Yes, most probably, but if I had a penalty I would be extremely cautious even with things which I normally don't care much about. He can get more back links and wait to see maybe no results or be proactive, do what you suggest and change his site to be perfectly clean and innocent and increase his chances to be back on front Google pages.
If you top in digg.com for a day or two, you will drop at the bottom a week after. Google is unpredictable. My solution: I stop checking keyword position: I go straight to Google Analytics.
Ok so here is my plan: Split each of the variations on job centre out into separate pages and clean up the title tags, meta tags and keyword density (to a lesser extent - i mean come on a site about jobs will contain the word job or jobs a lot). Make sure the H1 tags are less spammy and try to get a mention each of my meta keywords in the body of the text. As for your 7th point, I have checked what they claim to be bad neighbourhood sites and I can assure you that they are not. The tool you refer to suggested that gumtree.com was a bad neighbourhood site which is total rubbish. It is the UK equivalent of craiglist and have huge natural traffic from Google. Thanks for the advice and suggestions though.
Yes, but not in title. Once or twice would be enough. As far as body text is concerned, I understand your point, but again, you have a penalty and you can't be sure why. So you need to be a double suspicious and rigorous to everything. Or you can try correcting things one by one and spend a year or two figuring out what got you in place where you are now Of course, I would not like taking the responsibility telling you what to do. I just tried to point out, as many as I could, potential problems. If you are sure that something can't be a cause for your penalty, you should leave it. At the end if you decide to submit a reconsideration request to Google you have to convince them that you know exactly what did you do wrong, explain them why did you do it and convince them that you will never do it again. But at that point your site has to be 100% clean of spam. No problem, any time. I am curious to see how this will end. It is better to learn from other's bad experiences than your own
Could it be that the .gov site has made a complaint? I know you have a disclaimer at the top of your home page, but that in itself shows there could be confusion. Not trying to give you a hard time - just curious if that could be a cause.
You know, I never thought about that. It could be I suppose as I did see another site in position 898 that I have been competing with for a while and they have the same URL as me but without the -'s If that is the case then I am screwed, but I hope for my sake's it is not.
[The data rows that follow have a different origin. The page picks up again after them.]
PR #625, opened 2021-10-15
Add safe navigator to heartbeat and httpGateway config.json objects.

aquarat:
The docs originally listed these two objects as optional config options. If they're omitted both writeReceiptFile and other code fails cryptically.

Additionally, the mnemonic validator doesn't differentiate between an invalid mnemonic and an undefined mnemonic - something I encountered when I tried to bring in an old env file which lacked that env entirely.

I have tested these changes.


packages/deployer/src/cli/commands.ts
```diff
@@ -21,13 +21,12 @@ export async function deploy(configFile: string, secretsFile: string, receiptFil
...
   if (!validateMnemonic(mnemonic)) {
-    logger.fail('AIRNODE_WALLET_MNEMONIC in your secrets.env file is not valid');
-    throw new Error('Invalid mnemonic');
+    throw new Error('AIRNODE_WALLET_MNEMONIC invalid or not found');
   }
 
   const httpGateway = config.nodeSettings.httpGateway;
   let httpGatewayApiKey: string | undefined = undefined;
-  if (httpGateway.enabled) {
+  if (httpGateway?.enabled) {
```
Siegrift, line 29: This is not correct. The HTTP gateway and heartbeat are optional features, but you need to explicitely turn them off and this property should be present. We should update the docs if this is not clear.

The schema check for this should be handled in https://api3dao.atlassian.net/browse/AN-284

Siegrift: That's because you are looking at `pre-alpha` docs. It's correct in https://docs.api3.org/airnode/next/grp-providers/tutorial/config-json.html

aquarat:
Changes not strictly necessary due to other issues.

Sorry to ak a noob question but never heard of being "sanboxed" before. what does this mean and how do you find our if you have been? Thanks
Most of webmasters use term Sand-boxed in the meaning of being penalized by Google. Read the following article to learn how to determine if your site is penalized. http://www.seomoz.org/blog/how-to-handle-a-google-penalty-and-an-example-from-the-field-of-real-estate
Is it just me, or is anybody else tired of some "genius rocket scientist" getting on here giving out advice to "get backlinks from some quality high PR sites". If we all knew how to do that, don't you think we would have done it already? It's not like you can just go out to Wal-Mart and buy some backlinks from high PR sites. Oh, and they don't grow on trees either. It's sort of like saying, "Oh, you're in the doghouse? Well then what you need to do is go find a handful of diamonds and give them to your lady." Just absolutely frikkin BRILLIANT!
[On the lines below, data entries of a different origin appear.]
PR #633, opened 2021-10-26
AirnodeTokenLock with AirnodeFeeRegistry

Ashar2shahid:
This Draft is based on the [specifications ](https://docs.google.com/document/d/1OlSLsjIBZfqliGt7deY2oCX3q8itnfoTMnkJte4Ko88/edit?usp=sharing) in this document. Few Things to note:

- Still incomplete due to the New Access Control Scheme still being worked on.
- Haven't updated the tests because of the above, the new tests used the old adminnable scheme but I removed all traces of adminnable and the tests as well.
- The Prices in the AirnodeFeeRegistry are multiplied with the decimals places, I'm not too sure about this
- AirnodeFeeRegistry has different mappings for all the different default prices, maybe we can use a single mapping i.e price[chainId][airnode][endpoint] and access the defaults when any one of them is 0 ? Would this be a better approach?


packages/protocol/contracts/rrp/authorizers/admin/AirnodeTokenLock.sol
```diff
@@ -0,0 +1,433 @@
...
+
+    /// @dev Address of AirnodeFeeRegistry
+    address public immutable airnodeFeeRegistry;
+
+    /// @dev The price of API3 in terms of USD
+    /// @notice The price is specified upto 6 decimal places
+    uint256 public api3PriceInUsd;
+
+    /// @dev A coefficient used to calculate the amount of tokens to be locked
+    uint8 public multiplierCoefficient;
```
acenolaza, line 50: Since `multiplierCoefficient` is type `uint8`, shouldn't we move above `api3PriceInUsd` to try pack it in a single memory slot with `airnodeFeeRegistry` (20bytes)?

Ashar2shahid: I've changed it to be a uint256, mainly because it didn't make sense to have it be uint8 integer. We would want precision in the coefficient when setting it, before it could only be set without precision. Now it can be set as a number with 18 digit decimals which also makes the calculation of the tokenlock cleaner, all the numbers are in their respective decimals and we don't have to multiply/divide by anything.

packages/airnode-protocol/contracts/rrp/authorizers/admin/AirnodeFeeRegistry.sol
```diff
@@ -0,0 +1,231 @@
...
+        public defaultChainAirnodePrice;
+
+    /// @dev The default price of an endpoint on an airnode
+    mapping(address => uint256) public defaultAirnodePrice;
+
+    /// @dev The default price of an endpoint for a chain
+    mapping(uint256 => uint256) public defaultChainPrice;
+
+    /// @dev The global default price of an endpoint
+    uint256 public defaultPrice;
```
acenolaza, line 34: How do you feel about replacing all these variables for a single mapping using a data structures like the this below:

```
    struct EndpointPrice {
        uint256 price;
    }

    struct AirnodePrice {
        uint256 defaultPrice;
        uint256 price;
        mapping(bytes32 => EndpointPrice) endpointPrices;
    }

    struct ChainPrice {
        uint256 defaultPrice;
        uint256 price;
        mapping(address => AirnodePrice) airnodePrices;
    }

    mapping(uint256 => ChainPrice) public chainIdToAirnodeToEndpointToPrice;
``` 

The `getEndpointPrice()` function would be something like this:
```
    function getEndpointPrice(
        uint256 _chainId,
        address _airnode,
        bytes32 _endpointId
    ) external view returns (uint256) {
        if (
            chainIdToAirnodeToEndpointToPrice[_chainId]
                .airnodePrices[_airnode]
                .endpointPrices[_endpointId]
                .price != 0
        )
            // returns the endpoint price for an airnode in a chain
            return
                chainIdToAirnodeToEndpointToPrice[_chainId]
                    .airnodePrices[_airnode]
                    .endpointPrices[_endpointId]
                    .price;

        if (
            airnodeEndpointFlag[_airnode] &&
            chainIdToAirnodeToEndpointToPrice[0]
                .airnodePrices[_airnode]
                .endpointPrices[_endpointId]
                .price !=
            0
        )
            // returns the endpoint price for an airnode across all chains
            return
                chainIdToAirnodeToEndpointToPrice[0]
                    .airnodePrices[_airnode]
                    .endpointPrices[_endpointId]
                    .price;
        // returns the default price for an airnode in a chain
        else
            return
                chainIdToAirnodeToEndpointToPrice[_chainId]
                    .airnodePrices[_airnode]
                    .defaultPrice;

        if (
            chainIdToAirnodeToEndpointToPrice[0]
                .airnodePrices[_airnode]
                .defaultPrice != 0
        )
            // returns the default price for an airnode across all chains
            return
                chainIdToAirnodeToEndpointToPrice[0]
                    .airnodePrices[_airnode]
                    .defaultPrice;
        if (chainIdToAirnodeToEndpointToPrice[_chainId].defaultPrice != 0)
            // returns the default price for a chain
            return chainIdToAirnodeToEndpointToPrice[_chainId].defaultPrice;

        // returns the default price for all airnodes across all chains
        return
            chainIdToAirnodeToEndpointToPrice[0]
                .airnodePrices[address(0)]
                .endpointPrices[bytes32(0)]
                .price;
    }
```

Ashar2shahid: This was something I thought of doing initially, this could be made even simpler if we treat the [0] indexes as the default price so something like this

```
       function getEndpointPrice(
        uint256 _chainId,
        address _airnode,
        bytes32 _endpointId
    ) external view returns(uint256) {
        if (
            chainIdToAirnodeToEndpointToPrice[_chainId][_airnode][_endpointId]
            != 0
        )
            // returns the endpoint price for an airnode in a chain
            return
                chainIdToAirnodeToEndpointToPrice[_chainId][_airnode][_endpointId]
        if (
            airnodeEndpointFlag[_airnode] &&
            chainIdToAirnodeToEndpointToPrice[0][_airnode][_endpointId] != 0
        )
            // returns the endpoint price for an airnode across all chains
            return
                chainIdToAirnodeToEndpointToPrice[0][_airnode][_endpointId]
            // returns the default price for an airnode in a chain
        else
            return
                chainIdToAirnodeToEndpointToPrice[_chainId][_airnode][0];

        if (
            chainIdToAirnodeToEndpointToPrice[0][_airnode][0] != 0
        )
            // returns the default price for an airnode across all chains
            return
                chainIdToAirnodeToEndpointToPrice[0][_airnode][0];
        if (chainIdToAirnodeToEndpointToPrice[_chainId][0][0] != 0)
            // returns the default price for a chain
            return 
                chainIdToAirnodeToEndpointToPrice[_chainId][0][0];

        // returns the default price for all airnodes across all chains
        return
            chainIdToAirnodeToEndpointToPrice[0][0][0]
    }

```

I agree I will probably change it to a variation of the above, one thing to keep in mind is that endpointId can be 0(correct me if I am wrong on this) so thats why I was hesitant to go with this approach, but your approach makes it easier, I would just return a global default price similar to now and keep everything else the same.

Ashar2shahid: So this was the what I ended up with 

```
struct EndpointPrice {
        uint256 price;
    }

    struct AirnodePrice {
        uint256 defaultPrice;
        mapping(bytes32 => EndpointPrice) endpointPrices;
    }

    struct ChainPrice {
        uint256 defaultPrice;
        mapping(address => AirnodePrice) airnodePrices;
    }

    /// @dev A mapping structure used to store all the prices for all the different chain-airnode-endpoint pairs.
    /// Default prices are also stored for the respective chains,airnodes. 
    mapping(uint256 => ChainPrice) public chainIdToAirnodeToEndpointToPrice;

    /// @dev The global default price of an endpoint
    uint256 public defaultPrice;
    
    function getEndpointPrice(
        uint256 _chainId,
        address _airnode,
        bytes32 _endpointId
    ) external view override returns (uint256) {
        if (
            chainIdToAirnodeToEndpointToPrice[_chainId]
                .airnodePrices[_airnode]
                .endpointPrices[_endpointId]
                .price != 0
        )
            // returns the endpoint price for an airnode in a chain
            return
                chainIdToAirnodeToEndpointToPrice[_chainId]
                .airnodePrices[_airnode]
                .endpointPrices[_endpointId]
                .price;

        if (airnodeEndpointFlag[_airnode]) {

            if (
                chainIdToAirnodeToEndpointToPrice[0]
                    .airnodePrices[_airnode]
                    .endpointPrices[_endpointId]
                    .price != 0
            )
                // returns the endpoint price for an airnode across all chains
                return
                    chainIdToAirnodeToEndpointToPrice[0]
                    .airnodePrices[_airnode]
                    .endpointPrices[_endpointId]
                    .price;

            
            if (
                chainIdToAirnodeToEndpointToPrice[_chainId]
                    .airnodePrices[_airnode]
                    .defaultPrice != 0
            )
                // returns the default price of an endpoint on an airnode on a chain
                return
                    chainIdToAirnodeToEndpointToPrice[_chainId]
                        .airnodePrices[_airnode]
                        .defaultPrice;
        
        } else {

            if (
                chainIdToAirnodeToEndpointToPrice[_chainId]
                    .airnodePrices[_airnode]
                    .defaultPrice != 0
            )
                // returns the default price of an endpoint on an airnode on a chain
                return
                    chainIdToAirnodeToEndpointToPrice[_chainId]
                        .airnodePrices[_airnode]
                        .defaultPrice;
            if (
                chainIdToAirnodeToEndpointToPrice[0]
                    .airnodePrices[_airnode]
                    .endpointPrices[_endpointId]
                    .price != 0
            )
                // returns the endpoint price for an airnode across all chains
                return
                    chainIdToAirnodeToEndpointToPrice[_chainId]
                        .airnodePrices[_airnode]
                        .endpointPrices[_endpointId]
                        .price;
        }

        if (
            chainIdToAirnodeToEndpointToPrice[0]
                .airnodePrices[_airnode]
                .defaultPrice != 0
        )
         // returns the default price for an airnode across all chains
            return 
                chainIdToAirnodeToEndpointToPrice[0]
                    .airnodePrices[_airnode]
                    .defaultPrice;
                    
        if (chainIdToAirnodeToEndpointToPrice[_chainId].defaultPrice != 0)
        // returns the default price for a chain
            return chainIdToAirnodeToEndpointToPrice[_chainId].defaultPrice;
        // returns the global default price
        return defaultPrice;
    }
```

Which definitely looks a bit cleaner but there is a problem with this approach in that the mapping inside the structs don't get initialized with [the normal getters](https://docs.soliditylang.org/en/v0.5.7/contracts.html#visibility-and-getters), this means we would have to write our own getters to access the mappings for us to be able to test the values inside. Just felt like a longer workaround than the old way. One other way is how I described above with 0 indexes being treated as default prices

acenolaza: Makes sense, thanks for trying it out anyways 👏🏻 

I think it's fine to go back to the old way since my suggestion didn't really improve the number of txs needed to set this whole structure of fees and storage savings might not be impacted that much. Also, I didn't consider the endpointId possibly being 0.

packages/airnode-protocol/contracts/rrp/authorizers/admin/AirnodeFeeRegistry.sol
```diff
@@ -0,0 +1,231 @@
...
+        require(
+            hasAirnodeFlagAndPriceSetterRole(msg.sender),
+            "Not airnode flag and price setter"
+        );
+        require(_airnode != address(0), "Address is zero");
+        airnodeEndpointFlag[_airnode] = status;
+        emit SetAirnodeEndpointFlag(_airnode, status, msg.sender);
+    }
+
+    /// @dev Called by a global default price setter to set the default price in USD
```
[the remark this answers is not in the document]
Ashar2shahid: yes, I get confused between when to use dev and notice but its probably better to use notice [here](https://docs.soliditylang.org/en/develop/natspec-format.html)

packages/airnode-validator/test/nested/template.json
```diff
@@ -6,4 +6,4 @@
       "__message": "Error in template nested in __prefix"
     }
   }
-}
\ No newline at end of file
+}
```
Ashar2shahid, line 9: Not sure how this showed up

Ashar2shahid:
Ready for review, Added tests checking everything I could think of.

packages/airnode-protocol/contracts/rrp/authorizers/admin/AirnodeFeeRegistryRolesWithManager.sol
```diff
@@ -0,0 +1,162 @@
...
+    AccessControlClient,
+    IAirnodeFeeRegistryRolesWithManager
+{
+    // There are three roles implemented in this contract:
+    // Root
+    // └── (1) Admin (can grant and revoke the roles below)
+    //     ├── (2) Global Default Price setter
+    //     └── (3) Airnode Flag and Price setter
+    // Their IDs are derived from the descriptions below. Refer to
+    // AccessControlRegistry for more information.
```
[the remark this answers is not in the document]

I would advice you to keep your URLs and keywords they rank for... private! To be on topic - try to build more deep links.
if not stated before, google has sandboxed you for a bit, best way to get out is like.. place the link to the post or site inside your forum link
I was just about to suggest the same, lol. Pedigree on your links page remove those unrelated outbounds, especially those directory links. Keep outbounds 100% relevant or use nofollow on any non-relevant links. You need to better interlink your internal pages together - there is no flow between them. create a HTML sitemap and also an XML sitemap. Attach the the XML sitemap to Google's webmaster tools, you might get some feedback on whats wrong. All the sites you are linking to, did you sell those links? You need better page titles with good short descriptions of what's on the page but also fix up the H1 titles using a different description from the title if that makes sense? Forget about building links for now, your site needs tweaking. The above is just for starters...
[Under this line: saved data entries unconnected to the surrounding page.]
PR #640, opened 2021-10-29
Bump contract dependencies

bbenligiray:
I figured it would be a good idea to bump the OpenZeppelin contracts package version after Ashar pointed out that AccessControl.sol, but that seems to have happened in 4.4.0 which is not released yet. So this PR shouldn't really change anything.

### DIFF
--- a/.prettierrc
+++ b/.prettierrc
@@ -22,7 +22,7 @@
     {
       "files": "*.sol",
       "options": {
-        "compiler": "0.8.6",
+        "compiler": "0.8.9",
         "printWidth": 80,
         "tabWidth": 4,
         "useTabs": false,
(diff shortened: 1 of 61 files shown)


bbenligiray:
> Are we planning to replace _setupRole() with _grantRole() after 4.4 is released? if so, shouldn't we replace it now?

Actually, I was kidding. I was making fun of wantmomoney, 2 posts above me. The OP is penalized, not suffering from a lack of link juice. @pedigreechump6 - I didn't actually look at the site, so I cannot offer any suggestions on how to get unpenalized, but you might want to read both of this post thoroughly, including all of the comments. Matt Cutts chimed in a few times here: http://www.seo-scoop.com/2008/01/24/matt-cutts-why-am-i-still-being-punished/ It's a different penalty she was suffering from, where her PageRank got reduced, but that will give you an idea of how well you need to go through things. -Michael
I knew that Michael. I should have thrown in the wee to mark my sarcasm. The SEO scoop article is a very good pointer.
I had a look at the seo-scoop and some interesting stuff. Seems the spam team is on a mission to penalize paid posts. Even though some sites may not have paid links, their link juice may be coming from sites that have paid links. So they become COLLATERAL DAMAGE due to some sites being devalued on their food chain.